The province of residence was shown to be significantly associated with the risk of malaria, where children from the Northern Province and from Western Province had a low risk of contracting malaria compared to children from Kigali City. This finding is consistent with that of [9]. This is understandable because the Northern Province is made up mainly of mountains with relatively high altitude; it is a volcanic region with cold weather, known to be unfavorable for mosquitoes [37,38]. The results from this study also revealed that the malaria prevalence was higher among children from the Eastern Province compared to children from the other provinces. This finding is consistent with the findings from other studies [2,39]. This may be due to the Eastern Province’s generally low altitude, compared to other Rwandan provinces and its many open water sources, which serve as reservoirs for mosquito breeding sites and thereby increase the risk of malaria infection [37,38,40].

5. Conclusions

In the present study, survey logistic regression was used to account for the complexity of the design which led to appropriate statistical inference with accuracy. The findings from this study have provided insights into the demographic, socio-economic and environmental factors such as age of the household head, size of the household, wealth index of the household, whether the household was sprayed for mosquitoes in the 12 months prior to the survey, use of mosquito bed nets for sleeping, the dwellings’ main wall materials, location of source of water for drinking, place of residence, province of residence, and age of the children, which were significant factors associated with malaria prevalence among children aged six months to 14 years.
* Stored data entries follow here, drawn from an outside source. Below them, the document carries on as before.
Issue #179, opened 2025-01-28
test float_roundtrip fails when using c guest


ludfjig:
...but passes with rust guest. Why?

To replicate run
`GUEST="c" cargo test -p hyperlight-host -- float_roundtrip --ignored`
which fails. But 
`cargo test -p hyperlight-host -- float_roundtrip --ignored` passes

ludfjig:
The issue is that compiling rust with target x86_64-unknown-none does not use any floating point registers. However, compiling clang with target x86_64-unknown-none-elf does. There does not seem to be an easy way change this in clang

jsturtevant:
Something to look into is similar to https://github.com/hyperlight-dev/hyperlight-wasm/pull/166, where the softfloat abi is causing issue between  different between x86_64-unknown-none and cranelifts compiler.  The clang x86_64-unknown-none-elf and x86_64-unknown-none might have a similar mis-match

PR #937, opened 2025-10-06
Adding FFI functions for Hyperlight Guest CAPI

vshailesh:
- Added function for bool, f32, f64, string, vecbytes
- Added tests for bool, f32, f64, string

### DIFF
--- a/src/hyperlight_host/tests/integration_test.rs
+++ b/src/hyperlight_host/tests/integration_test.rs
@@ -21,6 +21,7 @@ use std::time::Duration;
 
 use hyperlight_common::flatbuffer_wrappers::guest_error::ErrorCode;
 use hyperlight_common::mem::PAGE_SIZE;
+use hyperlight_host::func::ReturnValue;
 use hyperlight_host::sandbox::SandboxConfiguration;
 use hyperlight_host::{GuestBinary, HyperlightError, MultiUseSandbox, UninitializedSandbox};
 use hyperlight_testing::simplelogger::{LOGGER, SimpleLogger};
@@ -769,7 +770,7 @@ fn log_test_messages(levelfilter: Option<log::LevelFilter>) {
 /// Tests whether host is able to return Bool as return type
 /// or not
 #[test]
-fn test_if_guest_is_able_to_get_return_values_from_host() {
+fn test_if_guest_is_able_to_get_bool_return_values_from_host() {
     let mut sbox1 = new_uninit().unwrap();
 
     sbox1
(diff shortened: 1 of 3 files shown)


vshailesh:
@ludfjig 
I added test for bool and string, and they pass on my local builds.
But tests for f32 and f64 fail, and the values getting returned is some garbage value, maybe because of overflow. I am not sure.

Please review the test cases, and tell me if I have missed something

src/hyperlight_host/tests/integration_test.rs
```diff
@@ -765,3 +765,87 @@ fn log_test_messages(levelfilter: Option<log::LevelFilter>) {
             .unwrap();
     }
 }
+
+/// Tests whether host is able to return Bool as return type
+/// or not
+#[test]
+fn test_if_guest_is_able_to_get_bool_return_values_from_host() {
+    let mut sbox1 = new_uninit().unwrap();
```
ludfjig: Thanks for this. the `new_uninit` will either return a c or rust based sandbox, depending on environment variables. Since this test should only run the c guest, could you create a new function `new_uninit_c` (just like there already exists a `new_uninit_rust`) and use that for all the tests. 

I also believe the reason that the float/double test fails is because of incorrect registers being used, see #179. For now you can mark the float/double tests using #[ignore], and we should be good to merge it, and unignore it when the issues are fixed

ludfjig (changes requested):

src/hyperlight_host/tests/integration_test.rs
vshailesh: sure, i will add that function

vshailesh: added new_uninit_c function to create C simpleguests only

dblnz (commented):
Thanks for your contribution!
It looks good from my point of view.
Let's see what CI says 😄  I've triggered the builds.

ludfjig:
Clippy has a couple of complaints, otherwise looks good to me. For the #[ignore] you added, would you mind putting a small comment about why, and linking the issue #179.

BTW when you want to update branch because it's out of date, I recommend using git rebase main, so the commits will not show up on this branch, instead of using something like git merge which will explicitly put the commits on the branch

vshailesh:
implemented the clippy suggested changes and added comments for ignore attribute

dblnz:
Because of other work merged into main, now there are conflicts with this PR.
Please rebase on the latest main and fix the conflicts.

PR #943, opened 2025-10-07
Add support for mmaped memory in crashdumps and guest debugging

### LINKED ISSUE #747: Investigate make crashdump feature work with mmaped regions
Should we add the `mmap`ed regions also to the crashdump? I think there's some additional logic needed to make that work

_Originally posted by @dblnz in https://github.com/hyperlight-dev/hyperlight/pull/742#discussion_r2243608688_

dblnz:
Fixes #747 and is a blocker for https://github.com/hyperlight-dev/hyperlight-wasm/pull/129.

This modifies the guest debugging by adding a `DebugMemoryAccess` type that handles the memory access for the debugger. It abstracts over the type of memory, shared or mmaped.

Additionally, we now include the mmapped memory regions in the crashdump.


ludfjig:
This looks good to me, but it looks like we're circumventing our SharedMemory abstraction here with unsafe code like from_raw. Would it be possible to avoid this?

dblnz:
That is true, but I think this is a consequence of how the mmapped memory is handled. As a separate set of regions.
What I think I could do is implement something similar to `SharedMemory` abstraction over the mmapped memory that keeps track of accessing and mapping/unmapping.

ludfjig:
> That is true, but I think this is a consequence of how the mmapped memory is handled. As a separate set of regions.
What I think I could do is implement something similar to SharedMemory abstraction over the mmapped memory that keeps track of accessing and mapping/unmapping.

Oh yeah forgot about that... That might be unfeasible

dblnz:
I believe this PR touches on the Sandbox memory model discussion we need to have, specifically about how `mmaped` memory should fit into it. This is tracked in #956 .

jsturtevant (dismissed):

simongdavies:
> > That is true, but I think this is a consequence of how the mmapped memory is handled. As a separate set of regions.
> > What I think I could do is implement something similar to SharedMemory abstraction over the mmapped memory that keeps track of accessing and mapping/unmapping.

This study found that the use of IRS and insecticide treated nets is an important intervention to prevent malaria infection among children aged six months to 14 years. It was found that the provinces had different risk levels, with the Eastern Province being highest risk. This suggests special consideration should be given for malaria control, such as the provision of ITNs, in this province. Therefore, the findings from this study may help public health planners, policy-makers and other related institutions in effective decision-making related to malaria control, especially as it pertains to children aged six months to 14 years. The higher prevalence of malaria was among children from low income households, which suggests the need for an intervention in households with lower income levels. The results from this study revealed a high prevalence of malaria among children aged five to nine years, which suggests the need for an intervention in this age group: for instance, increasing the use of mosquito nets among children of school-going age because it is in this age group that the use of mosquito nets for sleeping is low, compared to other age groups.

The limitation of this study is that the data are cross-sectional and more meaningful trends and patterns could be identified from a longitudinal analysis. Future research can possibly be undertaken through incorporation of spatial information.